We run multiple tests using our benchmark application and we got the following results for a 10 nodes system:

  • SingleThreadedExecutor CPU usage: 72%
  • StaticSingleThreadedExecutor CPU usage 53%
  • StaticSingleThreadedExecutor + our changes: CPU usage 40%

You can find more details in the static executor PR

These are already great improvements, however I think it would be very productive to have a discussion about what other steps can be taken both for the next release as well as for the future of ROS.

@wjwwood @ivanpauno @tomoyafujita @Ingo_Lutkebohle and any one else in this thread, would you be interested in scheduling a meeting on these topics?

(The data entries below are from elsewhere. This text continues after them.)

PR #10297, opened 2021-04-28
MULE-19302: Remove lazyInit concept from LifecycleAwareConfigurationInstance

elrodro83:


elrodro83:
--validate

core/src/main/java/org/mule/runtime/core/internal/connection/DefaultConnectivityTesterFactory.java
```diff
@@ -0,0 +1,178 @@
...
+
+  @Override
+  public ConnectivityTester create(String name) {
+    final Lock testConnectivityLock = lockFactory.createLock(this.getClass().getName() + "-testConnectivity-" + name);
+    return new ConnectivityTester() {
+
+      @Override
+      public void testConnectivity(ConnectionProvider provider, ConfigurationInstance configurationInstance)
+          throws MuleException {
+        if (provider instanceof NoConnectivityTest || !doTestConnectivity.get()) {
```
fsgonz, line 77: Is there a way to avoid instanceof without changing api? It becomes a problem if some day we want to decorate the provider.

core/src/main/java/org/mule/runtime/core/internal/connection/DefaultConnectivityTesterFactory.java
```diff
@@ -0,0 +1,178 @@
...
+        Scheduler retryScheduler = schedulerService.ioScheduler();
+        RetryPolicyTemplate retryTemplate = connectionManager.getRetryTemplateFor(provider);
+        ReconnectionConfig reconnectionConfig = connectionManager.getReconnectionConfigFor(provider);
+        final Latch latch = new Latch();
+        RetryCallback retryCallback = new RetryCallback() {
+
+          @Override
+          public void doWork(RetryContext context) throws Exception {
+            try {
+              Lock lock = testConnectivityLock;
```
fsgonz, line 90: is this variable really needed?

core/src/main/java/org/mule/runtime/core/internal/connection/DefaultConnectivityTesterFactory.java
```diff
@@ -0,0 +1,178 @@
...
+              if (lock != null) {
+                final boolean lockAcquired = lock.tryLock();
+                if (lockAcquired) {
+                  LOGGER.debug("Doing testConnectivity() for config '{}'", name);
+                  try {
+                    ConnectionValidationResult result = connectionManager.testConnectivity(configurationInstance);
+                    if (result.isValid()) {
+                      context.setOk();
+                    } else {
+                      if ((reconnectionConfig.isFailsDeployment())) {
```
fsgonz, line 100: if this does not affect performance (I don't think so), I would extract the case where the test connectivity fails at least to a method to make the general doWork method more declarative and avoid problems if this logics gets more troublesome.

modules/spring-config/src/main/java/org/mule/runtime/config/internal/lazy/NoOpConnectivityTesterFactory.java
```diff
@@ -0,0 +1,36 @@
...
+package org.mule.runtime.config.internal.lazy;
+
+import org.mule.runtime.api.connection.ConnectionProvider;
+import org.mule.runtime.api.exception.MuleException;
+import org.mule.runtime.core.api.util.func.CheckedRunnable;
+import org.mule.runtime.core.internal.connection.ConnectivityTester;
+import org.mule.runtime.core.internal.connection.ConnectivityTesterFactory;
+import org.mule.runtime.extension.api.runtime.config.ConfigurationInstance;
+
+public class NoOpConnectivityTesterFactory implements ConnectivityTesterFactory {
```
fsgonz, line 16: add jdoc.

fsgonz (changes requested):

core/src/main/java/org/mule/runtime/core/internal/connection/DefaultConnectivityTesterFactory.java
fsgonz: The ideal would be to avoid the if entirely with some kind of double dispatch but maybe we can avoid the instanceof and avoid problems if some day we have to wrap the ConnectionProvider.

elrodro83: `NoConnectivityTest` comes from the sdk, not runtime, so cannot do that without extending its API which would have a much broader impact.

elrodro83: Actually, seeing how this interface is used in the connectors, an annotation would have been better. But then again, this logic in the runtime would be very similiar. Keep in mind that the design entention of the sdk is to make life easier to the people writing connectors, not the runtime.

fsgonz: Ok. Even if this is used by the connectors the best way would not to depend of the interface with an instanceof to decide one thing or the other. This cannot be changed for this PR but should be taken into account.

fsgonz (approved):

I’m currently trying to finish a pull request to kick off the changes to the executor design, and while doing it, I think I have decided to take the static executor pr first. I’m not 100% sure yet, but I’m leaning that way. But either way I intend to make some progress on that pr this week.

As for having a meeting about what to do in the future, that’s fine, but in the next two weeks I will be very busy trying to get the already planned features into the foxy release, with help from some others like @Ingo_Lutkebohle. So I don’t think there’s much time to add more items for this release, nor will it help get them in to have a lot of other meetings (at least for me personally), so I’d prefer to schedule this for a few weeks from now, but I’m happy to attend and contribute to it.

1 Like

@alsora I can invite you to the RTWG where the Executor topic is being regularly discussed:

The meeting coordinates you can find in this calendar:

1 Like

Thank you! I will try to join the next meeting!

I saw the PR for the refactor of the executors from @wjwwood
We will probably make some comments there in the meanwhile.